The Auto Express film team need a combination of cargo and passenger capacity so the Volkswagen Transporter Kombi was clearly the best model for them. The vehicle gives a mix of a big load area in the rear and seating for five fully-grown adults in two rows up front. 

Access couldn’t really be better with the wide-opening sliding side doors and the huge tailgate at the back. You’ve got to be careful when parking that you leave enough space to get this massive slab of a tailgate open, but once it is, you’ve got a low floor and a big square space inside.

“The van’s capacity has been the big benefit, we’ve got a lot of expensive, bulky equipment to shift around and the low floor makes hoisting stuff in easier,” said film team manager Sarah Hunt. 

“When you can’t get the tailgate open because of a parked car or something, there’s plenty of room to get cargo inside through the side doors. Then there’s this spongy floor that helps protect the camera cases and stops them sliding around.” 

“You can even lift the second row of seats out, but they’re really heavy and it took three of us shift them. Rather than going through that, we usually just fold the seat backs down and stack things on top when we need more room.”
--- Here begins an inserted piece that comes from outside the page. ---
PR #1061, opened 2023-11-03
Extend c api

jberkenbilt:
@m-holger I'm interested in your reaction to the idea implemented in this PR. I haven't written any tests, and I'm not sure I'm going to do it this way.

Now, you might have noticed that this particular Transporter van isn’t exactly in ‘working vehicle’ spec. The Transporter’s interior quality is already very good but what we’re looking at here is the top specification Sportline model. That means you get quilted leather seats and a sat-nav infotainment system inside. 

Outside, there are 18-inch alloy wheels and lots of other add-ons to give a more dynamic look. With the Kombi bodystyle, Sportline trim and extras including LED headlamps and a full set of parking sensors, this is a £46,000 van.

“I’ve got to say, it’s not my idea of what van interior looks like but it looks great and is very comfortable," reckons Hunt.

“We’ve had to be more careful than we might otherwise have been when loading up, to avoid scratching the leather seats but that’s a small price to pay.

“The sat-nav system sometimes seems to lag behind a bit and doesn't recognise a lot of postcodes, so we’ve been connecting up our phones for navigation.” 

The high specification of the Transporter Kombi Sportline doesn’t end with the sporty bells and whistles, it’s also got the Transporter’s flagship engine and gearbox combination.

Under the bonnet is VW’s BiTDI twin-turbo diesel engine with 201bhp, and the result is that this is a quick van. It can cope with a payload of over 1,000kg and although we haven’t come close to that, the van is regularly fully loaded with five passengers and a lot of equipment. It means the engine has to work hard but you wouldn’t really know it.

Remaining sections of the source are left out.